IssueJune - July 2022
Review by Emma Sangster

How do ordinary people – seemingly decent and peaceful at the individual level – become key parts of a system that perpetrates violence and destruction?

This is a question that our society is perhaps only beginning to widely acknowledge. For example, details have only recently surfaced of the thousands of ordinary people from the British Isles who invested in slave ownership in the British Caribbean.

I You We Them operates in the same territory, exploring the role and psychology of the individual, removed by distance – or insulated by their institutional role – from a sense of responsibility for the destruction of human life elsewhere.

The landscape around this central theme is vast and the inspirations are many. They include writers such as Hannah Arendt and Gitta Sereny, who both analysed the psychology of Nazi Germany in painstaking detail, as well as the author’s own activism around the oil and gas industry in the 1990s.

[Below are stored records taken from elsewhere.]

PR #875, opened 2017-11-27
fix(#851): Unify names of annotations to be more consistent with plural

### LINKED ISSUE #851: Use `@Repeatable` annotations in OpenShift annotations
##### Issue Overview

Some annotations such as `@Templates`, `@OpenShiftResources, ... does not using `@Repeatable` approach.

##### Expected Behaviour

Implement annotations with `@Repeatable`

##### Current Behaviour

Uses old way (prior to Java8)

lordofthejars:

Unify names of annotations to its plural instead of `wrapper` and use `@Repeatable` in these classes.

Fixes #851

### DIFF
--- a/openshift/api/src/main/java/org/arquillian/cube/openshift/api/AddRoleToServiceAccounts.java
+++ b/openshift/api/src/main/java/org/arquillian/cube/openshift/api/AddRoleToServiceAccounts.java
@@ -33,6 +33,6 @@ import java.lang.annotation.Target;
  */
 @Retention(RetentionPolicy.RUNTIME)
 @Target(ElementType.TYPE)
-public @interface AddRoleToServiceAccountWrapper {
+public @interface AddRoleToServiceAccounts {
     AddRoleToServiceAccount[] value();
 }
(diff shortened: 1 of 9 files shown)


lordofthejars:
@Ladicek you can review the names and if you agree I'll merge it.

openshift/api/src/main/java/org/arquillian/cube/openshift/api/RoleBindings.java
```diff
@@ -24,6 +24,7 @@
 package org.arquillian.cube.openshift.api;
 
 import java.lang.annotation.ElementType;
+import java.lang.annotation.Repeatable;
```
Ladicek: Unused import?

openshift/api/src/main/java/org/arquillian/cube/openshift/api/AddRoleToServiceAccounts.java
```diff
@@ -33,6 +33,6 @@
  */
 @Retention(RetentionPolicy.RUNTIME)
 @Target(ElementType.TYPE)
-public @interface AddRoleToServiceAccountWrapper {
+public @interface AddRoleToServiceAccounts {
```
Ladicek: Hmm I see why they called it a `Wrapper` instead of using simple plural. Maybe call it `AddRolesToServiceAccounts`?

lordofthejars: so plural roles and plural accounts

Ladicek: Right.

lordofthejars:
Done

The author explores not only the individual within a system or corporate structure who becomes a ‘killer from a desk’, but also the actions of the organisation itself.

The Third Reich’s crimes against humanity provide examples of shocking collusion by companies and financial institutions. Gretton pursues those that still exist today and also finds echoes across the decades, such as the Chinese company manufacturing execution vans where lethal injections are administered.

The general manager of Shell, the oil company, was an enthusiastic early supporter of the Nazi regime in Germany. Some 60 years later, the company was colluding with the Nigerian military to suppress community resistance to its operations in Ogoniland.

As well as investigating the ‘moral gynmastics’ involved in such actions, I You We Them uncovers how the corporate approach to the past is one of silence, hiding and destroying evidence or denying facts.

This mirrors the silence of individuals and of societies in the face of war or genocidal atrocity – a theme which Dan Gretton details using both personal and colonial history.

Despite being a huge book reflecting the author’s many years of ‘journeying and attempting to grapple with this subject’ (a second volume is yet to be published), I You We Them is a highly-readable and richly-rewarding book. It brings together memoir and reflection with carefully-researched historical, psychological and wider cultural explorations.

The very personal approach that Gretton takes towards this harrowing material allows us, as readers, to cautiously find our own path, in the company of one who shares our despair.